# About this exercise:
Nothing in the records below may change; print them all exactly.

--- START ---

PR #544, opened 2020-01-27
Protect DBManager.executeActivator from processAbandonedTransactions failures

diegosalvi:
This patch fixes two issues:
* if one abandoned transaction check fails every other abandoned transaction in every other tablespace is not checked (and every "job" after abandoned transaction check but currently it is the last): added a fix to not propagate the exception but simply log it and continue to the next transaction;
* if a transaction is in a pending unrecoverable state the whole activator thread hang forever waiting for it: added a fix to not wait for pending transaction to complete on activator but simply continue to the next transaction.


eolivelli:
Travis failed again on ScanHugeTableTest, this is very weird.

--- END ---

# Task output:
PR #544, opened 2020-01-27
Protect DBManager.executeActivator from processAbandonedTransactions failures

diegosalvi:
This patch fixes two issues:
* if one abandoned transaction check fails every other abandoned transaction in every other tablespace is not checked (and every "job" after abandoned transaction check but currently it is the last): added a fix to not propagate the exception but simply log it and continue to the next transaction;
* if a transaction is in a pending unrecoverable state the whole activator thread hang forever waiting for it: added a fix to not wait for pending transaction to complete on activator but simply continue to the next transaction.


eolivelli:
Travis failed again on ScanHugeTableTest, this is very weird.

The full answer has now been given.